Comforts insistence on "kinds" is not based on any science. He just claims
that because we only see a bunch of small steps, A->B, B-C, E-F, etc. changes
in genetics, we will never see A-Z changes. That is, we can only witness
incremental changes in DNA, therefore large changes cannot happen because
reasons. He's given and shown multiple examples of the process of natural
genetic drift, change, etc. and then proclaims that it can only go so far, up
to "kinds" without providing any evidence for this limit. Also without
defining what a "kind" is.

Sorry but this man irks me. He is not honest.

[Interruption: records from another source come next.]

PR #1022, opened 2023-09-11
Added files to run OTA engine into Docker container

fabianospinelli:
Here the files needed to create a Docker container with the OTA engine

### DIFF
--- a/docker/Dockerfile
+++ b/docker/Dockerfile
@@ -1,0 +1,56 @@
+FROM ubuntu:latest
+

He also is known as "banana man" for this pretty weak argument from design:
[https://www.youtube.com/watch?v=0KqJuITAVWc](https://www.youtube.com/watch?v=0KqJuITAVWc)

------
SKYRHO_
Details the socratic method and its purpose for discovering the true essence
of knowledge through refined definition:

[https://www.youtube.com/watch?v=EB4MYGInRl4](https://www.youtube.com/watch?v=EB4MYGInRl4)

------
megamindbrian
Everyone's faith is different. This guy can't define everyone's faith in one
Youtube video. As a scientist I am trained to question anything and
everything. As a spiritual person, my God is knowing what the right answer is
before knowing the reason why or the purpose of the question. If an answer is
already written down, God is the life that came before me. If I guess what the
right answer is before, that is the God inside of all of us. How does an
Atheist explain intuition?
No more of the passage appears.